**DATA SHOWN**

PR #175, opened 2024-09-04
Various Dependency Updates

### LINKED ISSUE #163: Update Dependencies and Add DEPENDENCY-NOTES.md
Update dependencies to latest version where possible and document any dependencies that cannot be updated in DEPENDENCY-NOTES.md. Even if all dependencies can be updated, create a starter DEPENDENCY-NOTES.md file with the following contents:
```md
As of 2024 MMM DD:

The `npm outdated` command reports the following dependencies as outdated.
They are not being updated at this time for the reasons given below:
* **N/A**: No outdated dependencies
```

jafeltra:
**Description:** This PR updates various dependencies and adds a `DEPENDENCY-NOTES.md` file. There were some updates that I decided were out of scope for the current task, but should be revisited later based on priorities and time availability, which are documented in the file.

There were two updates that required updates to the code:

- Updating SUSHI to v3.11.1: When updating to this version of SUSHI, something in the Winston logger changed and it tries to log messages to stdout, and even though it should be using regular console.log logging when that isn't available in the browser, the messages weren't intercepted properly. To get around this, I defined a stub for `console._stdout.write` (which is what winston is using to log its messages) and had it use our same override function as the console.log messages.
- Updating `react-router-dom` to major version 6: This major update required changing how we access the URL path parts in `/share` and `/gist` links and changed how the `Route`s are set up.

**Testing Instructions:** Test that the app still runs in development and production. Because of the two updates above, also make sure that routing still works as expected and that the log messages show up in the FSH Online Console as expected when you run SUSHI and GoFSH.

**Related Issue:** Fixes #163


cmoesel (approved):
It all looks good to me!

mint-thompson (approved):
Tests are passing, and the application appears to be running normally. Thank you!

PR #98, opened 2021-05-04
Store error from yaml in a new variable

mmulholla:
Quick bug fix. 

Code unMarshalls helm template output line by line, if it fails for a line it is ignored and the next line is processed. Problem was the error was saved in the same variable used to return an error from the enclosing function so if harmless yaml error occurs the caller thinks the function failed, and image certification fails.

Updated code to use a specific error variable for unMarshall errors.


isutton (approved):
LGTM.

PR #102, opened 2021-05-07
Change has-minkubeversion to has-kubeversion

mmulholla:
Not much more to say than the title.

Note: should not be merged until after this PR otherwise reports will start failing checks:
https://github.com/openshift-helm-charts/charts/pull/122


baijum (approved):
LGTM

isutton (approved):

PR #103, opened 2021-05-12
Add chart-testing dependencies to chart-verifier's container image

isutton:
The `chart-testing` check depends on third party binaries
(specifically `kubectl` and `helm`), so those should be included in
the resulting image.

OpenShift's `oc` should be provided as well (please note it already
contains a symbolic link to `kubectl`), which is a chart-verifier
dependency to obtain the version of the available OpenShift
connection.

### DIFF
--- a/Dockerfile
+++ b/Dockerfile
@@ -19,10 +19,16 @@ RUN go mod download
 
 COPY . .
 
+RUN ./hack/get-oc.sh
+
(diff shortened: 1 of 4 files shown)


baijum (approved):

dperaza4dustbit (approved):
Looks good to me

**THE PROBLEM**
From the start of the data to the line that holds "There were two", retype each line exactly, with both ends included.

**RESPONSE BELOW**
PR #175, opened 2024-09-04
Various Dependency Updates

### LINKED ISSUE #163: Update Dependencies and Add DEPENDENCY-NOTES.md
Update dependencies to latest version where possible and document any dependencies that cannot be updated in DEPENDENCY-NOTES.md. Even if all dependencies can be updated, create a starter DEPENDENCY-NOTES.md file with the following contents:
```md
As of 2024 MMM DD:

The `npm outdated` command reports the following dependencies as outdated.
They are not being updated at this time for the reasons given below:
* **N/A**: No outdated dependencies
```

jafeltra:
**Description:** This PR updates various dependencies and adds a `DEPENDENCY-NOTES.md` file. There were some updates that I decided were out of scope for the current task, but should be revisited later based on priorities and time availability, which are documented in the file.

There were two updates that required updates to the code:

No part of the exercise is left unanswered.